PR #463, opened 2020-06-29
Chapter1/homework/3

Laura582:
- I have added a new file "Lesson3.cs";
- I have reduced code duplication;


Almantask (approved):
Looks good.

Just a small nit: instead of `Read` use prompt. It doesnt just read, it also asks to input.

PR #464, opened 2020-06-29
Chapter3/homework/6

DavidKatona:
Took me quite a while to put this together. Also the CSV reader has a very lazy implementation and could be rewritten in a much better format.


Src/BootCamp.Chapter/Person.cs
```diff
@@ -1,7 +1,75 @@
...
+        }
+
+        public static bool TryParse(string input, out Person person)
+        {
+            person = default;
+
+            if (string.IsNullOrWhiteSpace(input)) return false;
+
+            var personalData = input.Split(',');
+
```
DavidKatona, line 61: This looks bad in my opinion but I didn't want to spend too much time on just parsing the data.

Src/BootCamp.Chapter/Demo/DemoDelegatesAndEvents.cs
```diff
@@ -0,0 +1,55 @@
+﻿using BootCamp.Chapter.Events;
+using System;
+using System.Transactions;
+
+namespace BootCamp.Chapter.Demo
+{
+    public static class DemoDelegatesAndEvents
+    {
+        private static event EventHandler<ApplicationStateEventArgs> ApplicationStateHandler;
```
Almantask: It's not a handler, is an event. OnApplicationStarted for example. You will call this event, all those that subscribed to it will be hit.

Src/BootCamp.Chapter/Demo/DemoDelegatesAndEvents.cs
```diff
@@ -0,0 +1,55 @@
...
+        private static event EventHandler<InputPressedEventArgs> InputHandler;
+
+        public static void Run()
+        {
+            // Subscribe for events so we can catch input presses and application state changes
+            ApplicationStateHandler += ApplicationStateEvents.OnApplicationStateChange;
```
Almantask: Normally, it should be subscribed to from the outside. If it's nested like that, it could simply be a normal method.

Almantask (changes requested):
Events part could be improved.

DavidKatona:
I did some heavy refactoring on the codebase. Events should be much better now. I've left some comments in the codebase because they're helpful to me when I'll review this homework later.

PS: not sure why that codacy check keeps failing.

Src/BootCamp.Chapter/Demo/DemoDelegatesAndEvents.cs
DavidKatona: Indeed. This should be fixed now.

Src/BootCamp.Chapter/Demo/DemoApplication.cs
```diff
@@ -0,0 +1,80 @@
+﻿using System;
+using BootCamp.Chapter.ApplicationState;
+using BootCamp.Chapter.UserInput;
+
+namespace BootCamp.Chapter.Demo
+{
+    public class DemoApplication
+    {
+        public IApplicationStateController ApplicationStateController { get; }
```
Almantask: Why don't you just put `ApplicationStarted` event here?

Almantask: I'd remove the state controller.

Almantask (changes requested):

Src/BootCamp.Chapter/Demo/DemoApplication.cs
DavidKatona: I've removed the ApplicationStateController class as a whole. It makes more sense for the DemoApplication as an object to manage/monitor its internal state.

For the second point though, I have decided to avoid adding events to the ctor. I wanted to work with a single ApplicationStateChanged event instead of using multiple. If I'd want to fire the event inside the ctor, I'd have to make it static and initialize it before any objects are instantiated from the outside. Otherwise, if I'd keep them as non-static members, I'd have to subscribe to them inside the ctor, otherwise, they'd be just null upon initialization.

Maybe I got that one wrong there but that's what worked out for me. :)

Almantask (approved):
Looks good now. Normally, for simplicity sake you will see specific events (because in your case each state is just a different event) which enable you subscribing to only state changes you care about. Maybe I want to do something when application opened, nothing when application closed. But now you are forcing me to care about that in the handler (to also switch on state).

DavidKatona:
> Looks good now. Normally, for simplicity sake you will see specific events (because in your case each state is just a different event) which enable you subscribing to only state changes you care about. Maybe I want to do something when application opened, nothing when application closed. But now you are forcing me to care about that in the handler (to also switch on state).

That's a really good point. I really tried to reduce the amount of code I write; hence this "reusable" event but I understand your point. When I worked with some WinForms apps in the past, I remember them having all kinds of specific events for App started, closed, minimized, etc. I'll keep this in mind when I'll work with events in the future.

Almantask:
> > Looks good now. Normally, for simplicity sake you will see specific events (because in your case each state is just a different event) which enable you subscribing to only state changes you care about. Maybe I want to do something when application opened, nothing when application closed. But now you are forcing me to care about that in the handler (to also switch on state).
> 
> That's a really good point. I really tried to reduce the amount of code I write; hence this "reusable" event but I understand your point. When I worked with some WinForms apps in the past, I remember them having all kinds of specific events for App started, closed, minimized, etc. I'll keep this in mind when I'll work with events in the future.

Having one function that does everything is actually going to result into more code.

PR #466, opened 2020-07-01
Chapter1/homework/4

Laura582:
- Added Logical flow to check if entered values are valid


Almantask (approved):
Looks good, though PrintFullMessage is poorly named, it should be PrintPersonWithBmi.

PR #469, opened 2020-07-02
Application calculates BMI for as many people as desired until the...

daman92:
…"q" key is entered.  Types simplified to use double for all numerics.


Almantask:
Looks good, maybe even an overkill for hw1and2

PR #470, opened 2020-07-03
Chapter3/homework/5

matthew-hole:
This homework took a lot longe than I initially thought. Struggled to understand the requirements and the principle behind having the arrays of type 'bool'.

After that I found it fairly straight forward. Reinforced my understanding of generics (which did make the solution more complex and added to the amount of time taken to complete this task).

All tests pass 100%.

§ ACTIVITY
Give only the number of lines above holding "could".

§ TASK ANSWER
3